* [Source material]
== Segment start ==

PR #482, opened 2016-08-10
relay: Expose RemoteHostPort() on relay.Conn

prashantv:
This also unexports RemoteProcessPrefixMatches from the Connection type.

This is required if we need to make relay decisions based on the host:port that is making the call.

### DIFF
--- a/relay/relay.go
+++ b/relay/relay.go
@@ -33,8 +33,7 @@ type Conn interface {
 	// slices. Callers shouldn't mutate the returned slice.
 	RemoteProcessPrefixMatches() []bool
 
-	// RemotePeerInfo returns the peer info for the remote peer which contains
-	// the process name and host:port.
+	// RemoteHostPort returns the host:port of the remote peer.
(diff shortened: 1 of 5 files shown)


relay/relay.go
```diff
@@ -28,8 +28,14 @@ package relay
...
 type Conn interface {
 	// RemoteProcessPrefixMatches checks whether the remote peer's process name
-	// matches a preconfigured list of prefixes.
+	// matches a preconfigured list of prefixes specified in the connection
+	// options. It's the caller's responsibility to match indices between the two
+	// slices. Callers shouldn't mutate the returned slice.
 	RemoteProcessPrefixMatches() []bool
+
+	// RemotePeerInfo returns the peer info for the remote peer which contains
+	// the process name and host:port.
```
akshayjshah: s/RemotePeerInfo/RemoteHostPort, update comment to match.

akshayjshah:
apart from comment nit, :shipit:

PR #485, opened 2016-08-16
Don't send calls with 0 ttl even for low TTLs

### LINKED ISSUE #484: Don't send call req with 0 TTL
We currently check if the context has expired before sending calls here:
https://github.com/uber/tchannel-go/blob/dev/outbound.go#L58

This check tries to avoid sending frames with 0 TTL, but we're checking a `time.Duration` which is nanoseconds rather than milliseconds. Since tchannel uses millisecond granularity, we should instead check for < time.Millisecond.

prashantv:
Fixes #484


akshayjshah:
:shipit:

PR #486, opened 2016-08-17
Restore trace package to make glide happy

yurishkuro:
When doing `glide update` on other apps that depend on tchannel glide fails trying to look into the `trace` package that was removed in #426.


yurishkuro:
@prashantv

prashantv:
lgtm

PR #487, opened 2016-08-18
Make fields in test.thrift required, as they are in tchannel-python

yurishkuro:


prashantv:
lgtm -- surprised none of the tests needed changing for this.

yurishkuro:
Not sure how the struct was generated, but the fields were [not optional there](https://github.com/uber/tchannel-go/blob/dev/thrift/gen-go/test/ttypes.go#L23) to start with

```go
type Data struct {
	B1 bool   `thrift:"b1,1" db:"b1" json:"b1"`
	S2 string `thrift:"s2,2" db:"s2" json:"s2"`
	I3 int32  `thrift:"i3,3" db:"i3" json:"i3"`
}
```

I think they were implied as required in the absence of a qualifier.

PR #488, opened 2016-08-20
Parse host name as IPv4/IPv6 and set the respective PeerHostIPxx tags

yurishkuro:


tracing_internal_test.go
```diff
@@ -86,6 +88,41 @@ func TestSpanString(t *testing.T) {
...
+	span.Finish()
+	rawSpan = tracer.FinishedSpans()[1]
+	assert.Equal(t, "adhoc123", rawSpan.Tag(string(ext.PeerHostname)))
+	assert.Nil(t, rawSpan.Tag(string(ext.PeerPort)))
+
+	span = tracer.StartSpan("x")
+	setPeerHostPort(span, "10.20.30.40:321")
+	span.Finish()
+	rawSpan = tracer.FinishedSpans()[2]
+	ip := (((10<<8)|20)<<8|30)<<8 | 40
```
prashantv: nit: this may be easier to read as:
```
ip := 10<<24 | 20<<16 | 30<<8 | 40
```

tracing_internal_test.go
```diff
@@ -86,6 +88,41 @@ func TestSpanString(t *testing.T) {
 	assert.Equal(t, "TraceID=f,ParentID=0,SpanID=0", span.String())
 }
 
+func TestSetPeerHostPort(t *testing.T) {
+	tracer := mocktracer.New()
+
+	span := tracer.StartSpan("x")
```
prashantv: can you make this block a table test,
```
tests := []struct{
  hostPort string
  hostTag string
  wantHost interface{}
  wantPort int 
}{...}
```

tracing_internal_test.go
```diff
@@ -86,6 +88,41 @@ func TestSpanString(t *testing.T) {
 	assert.Equal(t, "TraceID=f,ParentID=0,SpanID=0", span.String())
 }
 
+func TestSetPeerHostPort(t *testing.T) {
```
prashantv: do we have tests for the following cases:
 - host:port with invalid port
 - no port (just host) -- something where `SplitHostPort` would fail

tracing_internal_test.go
```diff
@@ -86,6 +88,41 @@ func TestSpanString(t *testing.T) {
...
+	span.Finish()
+	rawSpan = tracer.FinishedSpans()[2]
+	ip := (((10<<8)|20)<<8|30)<<8 | 40
+	assert.Equal(t, uint32(ip), rawSpan.Tag(string(ext.PeerHostIPv4)))
+	assert.Equal(t, uint16(321), rawSpan.Tag(string(ext.PeerPort)))
+
+	span = tracer.StartSpan("x")
+	ipv6 := []byte{1, 2, 3, 0, 0, 0, 0, 0, 0, 0, 0, 0, 0, 0, 15, 16}
+	assert.Equal(t, 16, len(ipv6))
+	setPeerHostPort(span, fmt.Sprintf("[%s]:789", net.IP(ipv6)))
```
prashantv: nit: use `%v` instead of `%s` in the format string. `%s` should only be used for strings / byte slices

tracing_internal_test.go
```diff
@@ -86,6 +88,41 @@ func TestSpanString(t *testing.T) {
...
+	span = tracer.StartSpan("x")
+	setPeerHostPort(span, "10.20.30.40:321")
+	span.Finish()
+	rawSpan = tracer.FinishedSpans()[2]
+	ip := (((10<<8)|20)<<8|30)<<8 | 40
+	assert.Equal(t, uint32(ip), rawSpan.Tag(string(ext.PeerHostIPv4)))
+	assert.Equal(t, uint16(321), rawSpan.Tag(string(ext.PeerPort)))
+
+	span = tracer.StartSpan("x")
+	ipv6 := []byte{1, 2, 3, 0, 0, 0, 0, 0, 0, 0, 0, 0, 0, 0, 15, 16}
```
prashantv: can do:
```go
ipv6 := net.IP{1, 2, 3, [....]}
assert.Equal(t, net.IPv6len, len(ipv6))
```

then you can also get rid of the cast in the `setPeerHostPort` call

prashantv:
Overall looks good, just a few minor comments on the tests, and want to make sure we have all the cases covered.

tracing_internal_test.go
yurishkuro: I had one with `bad-port`, and added one without port.

tracing.go
```diff
@@ -252,10 +253,26 @@ func ExtractInboundSpan(ctx context.Context, call *InboundCall, headers map[stri
 
 func setPeerHostPort(span opentracing.Span, hostPort string) {
```
yurishkuro: @prashantv ideally, we would be getting `(host, port)` as proper types, it must be available somewhere in TChannel already. This method is purely internal, so it's rather wasteful to be parsing and converting host:port from string. It's called from the following places, where we have remote peer object, but it only exposes host:port as a string:

```
./tracing.go:157:	setPeerHostPort(span, c.remotePeerInfo.HostPort)
./tracing.go:209:	setPeerHostPort(span, c.remotePeerInfo.HostPort)
./tracing.go:248:		setPeerHostPort(span, call.RemotePeer().HostPort)
```

Another option is to cache it as `map[string]struct{host, hostTag, port}` in some LRU cache.

yurishkuro: PS: I opened an issue in OpenTracing (https://github.com/opentracing/opentracing.github.io/issues/116) to support a standard tag `peer.hostPort` so that the parsing logic could be consolidated in the tracer, instead of being duplicated across the RPC libraries instrumented with OT.

prashantv: I don't think we actually have this information within TChannel currently. We just have `HostPort` everywhere since that's what `net.Listen` takes, and `ln.Addr().String()` returns.

Instead of a new `peer.HostPort` tag, what about if OpenTracing had a helper to set the host/port tags based on similar logic to what you have in here?

prashantv:
lgtm

tracing.go
yurishkuro: That's the issue I linked above. I'm getting a bit of push back, but we can always go with a custom tag `peer.hostPort` (won't be portable with other OT tracers if the tag doesn't get standardized).

The good thing about that tag is that when we sample 1 in 1000 spans, setting that tag is no-op, while here we always try to parse the string even though the trace may not be sampled.

prashantv: Makes a lot of sense to avoid the parsing if we don't need it. If the `peer.hostPort` is not added, perhaps we should cache these values in the peer object so we don't need to reparse it constantly.

prashantv:
lgtm, I like the caching approach. Is something similar required for the local peer info?

yurishkuro:
No, the local peer is not producing any tags on the span. Generally the span producer is identified by the tracer automatically. If we want richer info like local peer port, we could add that instrumentation later.

PR #683, opened 2018-02-17
Ensure outbound tracing headers take precedence

### LINKED ISSUE #682: InjectOutboundSpan doesn't Override Tracing Header
Not sure if it is expected behavior or a bug, but [`InjectOutboundSpan`](https://github.com/uber/tchannel-go/blob/dev/tracing.go#L172) would not inject if the input parameter `headers` already contains tracing information using the same tracing header.
[tracing.go#L187](https://github.com/uber/tchannel-go/blob/dev/tracing.go#L187)

Currently to inject tracing header correctly to outbound headers, we need to do the following:
```
delete(headers, "XX-Tracing-Header")
headers := tchannel.InjectOutboundSpan(outboundCall.Response(), headers)
```

yurishkuro:
Resolves #682 

Signed-off-by: Yuri Shkuro <ys@uber.com>

cc @Yu-Xie

### DIFF
--- a/tracing.go
+++ b/tracing.go
@@ -185,7 +185,11 @@ func InjectOutboundSpan(response *OutboundCallResponse, headers map[string]strin
 		return headers // Tracer did not add any tracing headers, so return the original map
 	}
 	for k, v := range headers {
-		newHeaders[k] = v
+		// Some applications propagate all inbound application headers to outbound calls (issue #682).
+		// If those headers include tracing headers we want to make sure to keep the new tracing headers.
+		if _, ok := newHeaders[k]; !ok {
+			newHeaders[k] = v
+		}
 	}
 	return newHeaders
 }
--- a/tracing_test.go
+++ b/tracing_test.go
@@ -22,10 +22,10 @@ package tchannel_test
 
 import (
 	"sync"
-	"sync/atomic"
 	"testing"
 	"time"
 
+	"github.com/uber-go/atomic"
 	. "github.com/uber/tchannel-go"
 	"github.com/uber/tchannel-go/json"
 	"github.com/uber/tchannel-go/testutils"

== Segment end ==

* [Task details]
All lines above with the word "sending" need to be reported.

* [Result of this task]
We currently check if the context has expired before sending calls here:
This check tries to avoid sending frames with 0 TTL, but we're checking a `time.Duration` which is nanoseconds rather than milliseconds. Since tchannel uses millisecond granularity, we should instead check for < time.Millisecond.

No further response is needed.